Oscar Tshiebwe was definitely the "Big Man on Campus" Saturday afternoon.


After 16th-ranked Kentucky fell behind 35-33 after Yale’s 8-0 run in the early minutes of the second half, the 6-foot-9 Tshiebwe took charge and sparked the Cats with 22 second-half points in leading UK to a 69-59 victory over a scrappy Yale team. He hit 12 straight points to turn a 35-33 deficit into a 45-40 lead.

Oscar Tshiebwe of Kentucky battles against Yale during Saturday's game at Rupp Arena. (UK Athletics Photo by Eilliott Hess)

Tshiebwe finished with a stunning 28-point, 12-rebound performance, his fifth double-double of the season.


“Our team needed that,” said Tshiebwe of his performance. “I told them to give me the ball and if they double-team me, I will kick it out and if they do not double me on the floor, I do not think there are many people who can stop me, so our team threw me the ball.”


Tshiebwe also logged in the most minutes of any Kentucky player with 38 minutes, just ahead of freshman Cason Wallace (35) and senior Sahvir Wheeler (34).

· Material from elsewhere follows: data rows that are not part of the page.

PR #355, opened 2023-02-14
CC-new-architecture-doc

bmckercher123:
### Add Calico Cloud architecture diagram

- For 3.15/next


calico-cloud_versioned_docs/version-3.15/get-started/connect/cc-arch-diagram.mdx
```diff
@@ -0,0 +1,51 @@
...
+{{prodname}} architecture is based on the Calico Enterprise multi-cluster management feature. {{prodname}} manages the control plane, and you connect your clusters (called **managed clusters**) to the control plane. Communication between the {{prodname}} control plane and managed clusters is secured using TLS tunnels. 
+
+![calico-architecture](/img/calico-cloud/cc-architecture.svg)
+
+The components that secure communications between the {{prodname}} control plane and managed clusters are:
+
+- **{{prodname}} tunnel server** - accepts secure TLS connections from managed clusters
+- **Guardian** - an agent that runs in each managed cluster that proxies communication between {{prodname}} components and managed cluster components
+
+All connections go through the {{prodname}} tunnel server and Guardian. The only exception is installation and upgrade when managed clusters connect to {{prodname}} using TLS connections to register and get install/update resources, and report the status of the install/update.
```
tmjd: I'd suggest the 2nd sentence be changed to 
```
The only exception is during installation and upgrade when managed clusters connect to {{prodname}} using TLS connections to get install/update resources, register the cluster, and report the status of the install/update.
```

calico-cloud_versioned_docs/version-3.15/get-started/connect/cc-arch-diagram.mdx
```diff
@@ -0,0 +1,51 @@
...
+
+The {{prodname}} tunnel is initiated by Guardian on the managed cluster. The {{prodname}} control plane does not initiate new connections to the managed cluster outside of the tunnel. However, there are connections that go through the {{prodname}} tunnel server that are initiated from the control plane; for example, when a user does something in the Manager UI, or when the Tigera operator installs or configures access to a component.
```
tmjd: `or when the Tigera operator installs or configures access to a component`
I don't think we should specifically call out the tigera operator here, we don't need to convey that we use the tigera/operator in the management cluster.
I think we should make it more general, something like `or when configuration needs to be pushed into the managed cluster`.

calico-cloud_versioned_docs/version-3.15/get-started/connect/cc-arch-diagram.mdx
```diff
@@ -0,0 +1,51 @@
...
+
+![calico-architecture-diagram](/img/calico-cloud/cc-arch-diagram.png)
+
+| Component                      | Description                                                  | Ports/Protocol                                               |
+| ------------------------------ | ------------------------------------------------------------ | ------------------------------------------------------------ |
+| User access to Manager UI      | Authenticated users can access the browser-based Manager UI, which provides network traffic visibility and troubleshooting, centralized multi-cluster management, threat-defense, container threat detection, policy lifecycle management, scan images for vulnerabilities, and compliance for multiple roles/stakeholders. | &bull; Port 443 to {{prodname}} tunnel server                |
+| Logs                           | Provides a write API for an Elasticsearch backend, ensuring secure access for all components across all managed clusters.  Data for each managed cluster is isolated and protected against unauthorized access. | n/a                                                          |
```
tmjd: We should replace the first sentence with something like. No need to call out that we're using Elasticsearch here.
`Storage where all logs will be stored.`

calico-cloud_versioned_docs/version-3.15/get-started/connect/cc-arch-diagram.mdx
```diff
@@ -0,0 +1,51 @@
...
+| {{prodname}} tunnel server     | Communicates with managed clusters by creating secure TLS tunnels. | &bull; Port 9000 to managed clusters                         |
```
tmjd: I think `Port 9000 to managed clusters` should be changed to `Port 9000 from managed clusters` since the tunnel server does not initiate the connections.

calico-cloud_versioned_docs/version-3.15/get-started/connect/cc-arch-diagram.mdx
```diff
@@ -0,0 +1,51 @@
...
+| Guardian                       | An agent running in each managed cluster that proxies communication between the {{prodname}} tunnel server and your managed cluster. Secured using TLS tunnels. | &bull; Port 9000 to tunnel server<br />&bull; TCP 6443 to Kubernetes API server<br />&bull; TCP 6443 from {{prodname}} components |
+| Intrusion detection controller | Handles integrations with threat intelligence feeds and {{prodname}} custom alerts. Installs Kibana dashboards for viewing jobs through the Kibana UI. | &bull; TCP 8080 to Guardian<br />&bull; TCP 6443 to Kubernetes API server |
```
tmjd: I don't think we need to include `Installs Kibana dashboards for viewing jobs through the Kibana UI.`,  that happens in the management cluster.

calico-cloud_versioned_docs/version-3.15/get-started/connect/cc-arch-diagram.mdx
```diff
@@ -0,0 +1,51 @@
+---
+description: Understand the main components of Calico Cloud.
+---
+
+# Calico Cloud architecture
+
+## {{prodname}} security
```
ctauchen, line 7: This title, which is quite broad, doesn't quite fit the material. It seems that this section describes the basic architecture of the product. And maybe focuses on the connection between managed/management clusters (is that why Security?).

calico-cloud_versioned_docs/version-3.15/get-started/connect/cc-arch-diagram.mdx
```diff
@@ -0,0 +1,51 @@
...
+|                                | **compliance-server** <br />Provides the API for listing, downloading, and rendering reports, and RBAC by performing authentication and authorization through the Kubernetes API server. RBAC is determined from the users RBAC for the Global report type and Global report resources. |                                                              |
+|                                | **compliance-benchmarker**<br />A daemonset that runs checks in the CIS Kubernetes Benchmark on each node so you can see if Kubernetes is securely deployed. |                                                              |
```
tmjd: For Image Assurance all these different components are included in the same row. Should we do the same for Compliance?

calico-cloud_versioned_docs/version-3.15/get-started/connect/cc-arch-diagram.mdx
```diff
@@ -0,0 +1,51 @@
...
+|                                | **compliance-reporter**<br />Handles report generation. Reads configuration history from Elasticsearch and determines time evolution of cluster-wide configuration, including relationships between policies, endpoints, services, and Network sets. Data is then passed through a zero-trust aggregator to determine the “worst-case outliers” in the reporting interval.compliance-controllerReads report configuration, and manages creation, deletion, and monitoring of report generation jobs. |                                                              |
+|                                | **compliance-server** <br />Provides the API for listing, downloading, and rendering reports, and RBAC by performing authentication and authorization through the Kubernetes API server. RBAC is determined from the users RBAC for the Global report type and Global report resources. |                                                              |
```
tmjd: compliance-server is not ran in the managed cluster so it can be removed from this table.

calico-cloud_versioned_docs/version-3.15/get-started/connect/cc-arch-diagram.mdx
```diff
@@ -0,0 +1,51 @@
...
+|                                | **API and API proxy**<br />Isolates tenant data and ensures that all external access to Image Assurance data is through the API Proxy, which enforces authorization through Kubernetes RBAC. <br /><br />**Note** {{prodname}} does not store registry credentials in its database and does not pull customer images into the {{prodname}} control plane. {{prodname}} uses Google’s encryption at rest feature to encrypt data across the entire datastore. |                                                              |
```
tmjd: Did you mean to create a new row for these? I think this makes it unclear that they are part of Image Assurance.

tmjd: I think the sentence `{{prodname}} uses Google’s encryption at rest feature to encrypt data across the entire datastore.` should be removed. I think it is sharing too much.

calico-cloud_versioned_docs/version-3.15/get-started/connect/cc-arch-diagram.mdx
```diff
@@ -0,0 +1,51 @@
...
+| Kubernetes API server          | A Kubernetes component that validates and configures data for the API objects (for example, pods, services, and others). | &bull; TCP 6443 (from all components)                        |
+| kube-controllers               | Monitors the Kubernetes API and performs actions based on cluster state. The {{prodname}} kube-controllers container includes these controllers:<br/><br />&bull; Node<br />&bull; Service<br />&bull; Federated services<br />&bull; Authorization<br />&bull; Elasticsearch configuration<br />&bull; Managed cluster | &bull;  TCP 9094 from Prometheus API service<br />&bull;  TCP 6443 to Kubernetes API server |
```
tmjd: We should remove `Elasticsearch configuration` and `Managed cluster` because they don't run in a managed cluster.

calico-cloud_versioned_docs/version-3.15/get-started/connect/cc-arch-diagram.mdx
```diff
@@ -0,0 +1,51 @@
...
+| Prometheus API service         | Collects metrics from {{prodname}} components and makes the metrics available to Manager UI. | &bull;  TCP 6443 to Kubernetes API server<br />&bull;  TCP 9080 to Fluentd<br />&bull; TCP 9900 & 9081 to Prometheus API service |
+| calico-node                    | Bundles key components that are required for networking containers with {{prodname}}:<br/><br />&bull;  Felix<br />&bull;  BIRD<br />&bull;  confd | &bull; TCP 5473 to Typha<br />&bull;  TCP 9900 & 9081 from Prometheus API service |
+| Fluentd                        | Open-source data collector for unified logging. Collects and forwards {{prodname}} logs (flows, DNS, L7) to Elasticsearch. | &bull;  TCP 8080 to Guardian<br />&bull;  TCP 9080 from Prometheus API service |
```
tmjd: I think we should remove `Elasticsearch` and replace it with `log storage`.

tmjd (changes requested):
In several places `install/update` is used, is that a good practice? I know I use that regularly but it feels like shorthand that I don't know if it is appropriate for the docs. If the docs team is good with it then I am too.

One other general comment is the order of rows in the table, do we want to have some kind of order to them? Right now they seem in random order. If you're going to change the order,  please lets fix everything else first and after everything else is ok then we can change the order, otherwise follow up reviews will be difficult.

calico-cloud_versioned_docs/version-3.15/get-started/connect/cc-arch-diagram.mdx
stevegaossou: @bmckercher123, based a point that @tmjd made about focusing the documentation on what is in the customer's managed cluster only, you should reconsider the inclusion of the following components: 

- Pod watcher is going away in the next release (but even if it wasn't, it's not part of the managed cluster). 

- API and API proxy are not in the managed cluster. We definitely shouldn't mention API proxy, if we don't want to expose any details about the internals of the management cluster. We probably want to mention the API, but only at a high-level (no details about where it runs). I think we want to keep details on how we isolate tenant data hidden from users.  

- CLI scanner might be something we want to mention, but it also does not run in the managed cluster. Or more specifically, the user gets to decided where to run it, but it is not something that is assumed to be running in the managed cluster.

Also, the top of this Image Assurance section says: 

> Identifies vulnerabilities in container images that you deploy to Kubernetes clusters. **Includes these components:**

With that wording (the part in **bold**), it feels like its saying that is a complete list of the components. This might be minor, but I wonder if it would be clearer to say something like "The components of interest are ...".

calico-cloud_versioned_docs/version-3.15/get-started/connect/cc-arch-diagram.mdx
bmckercher123: Fixed.

calico-cloud_versioned_docs/version-3.15/get-started/connect/cc-arch-diagram.mdx
bmckercher123: Agree that general language is better.

calico-cloud_versioned_docs/version-3.15/get-started/connect/cc-arch-diagram.mdx
bmckercher123: Agree. Storage for logs.

calico-cloud_versioned_docs/version-3.15/get-started/connect/cc-arch-diagram.mdx
bmckercher123: Good catch.

calico-cloud_versioned_docs/version-3.15/get-started/connect/cc-arch-diagram.mdx
bmckercher123: Deleted sentence.

calico-cloud_versioned_docs/version-3.15/get-started/connect/cc-arch-diagram.mdx
bmckercher123: Removed

calico-cloud_versioned_docs/version-3.15/get-started/connect/cc-arch-diagram.mdx
bmckercher123: Removed.

calico-cloud_versioned_docs/version-3.15/get-started/connect/cc-arch-diagram.mdx
bmckercher123: Removed.

calico-cloud_versioned_docs/version-3.15/get-started/connect/cc-arch-diagram.mdx
bmckercher123: Fixed. Updated diagram to read "Log storage"

calico-cloud_versioned_docs/version-3.15/get-started/connect/cc-arch-diagram.mdx
bmckercher123: Addressed all comments: deleted pod watcher, left API, deleted CLI scanner. Used "components of interest".

calico-cloud_versioned_docs/version-3.15/get-started/connect/cc-arch-diagram.mdx
bmckercher123: Fixed.

tmjd (dismissed):
LGTM

calico-cloud_versioned_docs/version-3.15/get-started/connect/cc-arch-diagram.mdx
```diff
@@ -0,0 +1,48 @@
...
+| Installation endpoints         | Endpoints at  `*.calicocloud.io` and `*.projectcalico.org`.  | TCP 443 for both                                             |
+| Intrusion detection controller | Handles integrations with threat intelligence feeds and {{prodname}} custom alerts. | &bull; TCP 8080 to Guardian<br />&bull; TCP 6443 to Kubernetes API server |
+| Image Assurance                | Identifies vulnerabilities in container images that you deploy to Kubernetes clusters.  Components of interest are: <br /><br />**Admission controller**<br />Uses Kubernetes Validating Webhook Configuration https://kubernetes.io/docs/reference/access-authn-authz/extensible-admission-controllers/ to control which images can be used to create pods based on scan results. <br /><br />**API**<br />Isolates tenant data and authorizes all external access to Image Assurance data. **Note:** {{prodname}} does not store registry credentials in its database and does not pull customer images into the {{prodname}} control plane.<br /> | &bull; TCP 8080 to Guardian<br /> &bull;  TCP 6443 to Kubernetes API server |
```
ctauchen: Do you really want the full link text in the doc?

https://kubernetes.io/docs/reference/access-authn-authz/extensible-admission-controllers

calico-cloud_versioned_docs/version-3.15/get-started/connect/cc-arch-diagram.mdx
bmckercher123: Security teams are the audience for this document. They want to understand the architecture in the context of "how do you keep my cluster data safe" in SaaS product. So the first section addresses two components that keep clusters safe: the tunnel server and Guardian. The rest is the other ask, which is to show the components in the managed cluster and the communication via ports and protocol. I gave the initial draft to Support and customer to ensure this is what they wanted. We cannot provide details on the "management cluster" aka Calico Cloud part.

calico-cloud_versioned_docs/version-3.15/get-started/connect/cc-arch-diagram.mdx
bmckercher123: No, good catch! Removed.

Thakurvaibhav (dismissed):

stevegaossou:
@bmckercher123 it looks fine to me (from an Image Assurance perspective). 👍🏼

Commented UK coach John Calipari, “I thought I played Oscar way too many minutes. But Ugo (Onyenso) got two or three balls ripped from him. You’re going to coach to win the game.


“Ugonna kind of got pushed around in that game. I was surprised, to be honest with you, but he did.”


After missing two games at the beginning of the season, Tshiebwe said he is now close 100 percent as far as playing condition.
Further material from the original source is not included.